Author: Sushama Pandey, August 13 2013      I remember the first time I voted. It was five years ago and I was so excited as I travelled 12 hours by bus at night and then walked two hours to my home district to cast my vote.

Nepal's historic elections of 2008 saw the abolition of the centuries-old monarchy and for young Nepalis like me, we hoped it would mark the beginning of a more peaceful and prosperous time for our country.

But five years later, our excitement turned to despair when Nepal’s constitution assembly was dissolved without agreeing a new constitution.

This November, we're heading to the polls again and despite such disappointment, I still find myself looking forward to casting my ballot.  And two remarkable women I spoke to recently have made me value my chance to vote all the more. 

Marginalised voices

60-year-old Supari Badi and 20-year-old Mina Nepali live in the small town of Mangalsen in the remote far west of Nepal.
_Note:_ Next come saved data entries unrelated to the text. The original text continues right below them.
PR #6110, opened 2026-06-08
fix(kotest-assertions-core): Make clear what is the actual string value

sschuberth:
Maybe the current message was supposed to be read like "It is expected for <actual> to match <expected>", but the way it was written is misleading WRT to the usual "expected: / "but was:" syntax. So clarify that the first string is not the expected but the actual string.

### DIFF
--- a/kotest-assertions/kotest-assertions-core/src/commonMain/kotlin/io/kotest/matchers/maps/MapMatchers.kt
+++ b/kotest-assertions/kotest-assertions-core/src/commonMain/kotlin/io/kotest/matchers/maps/MapMatchers.kt
@@ -209,7 +209,7 @@ class MapContainsMatcher<K, V>(
       }
       val failureMsg = """
       |
-      |Expected:
+      |Actual:
       |  ${stringify(value)}
       |$expectMsg:
       |  ${stringify(expected)}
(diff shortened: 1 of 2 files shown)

Both widows, they belong to the Dalit community, one of the most marginalised groups in Nepal.

I spoke to Supari and Mina after another woman from their community called Mangala BK brought them to take part in the radio programme Sudoor Sawal. (In Nepali, sudoor means 'far' and sawal, 'questions'.)

The debate show brings together officials and leaders together to answer questions from a local audience. The programme is broadcast on local station Radio Ramaroshan where BBC Media Action has been training producers and running workshops.

We had approached Mangala BK to help us with recruiting women from her community, who are often very reluctant to speak in public.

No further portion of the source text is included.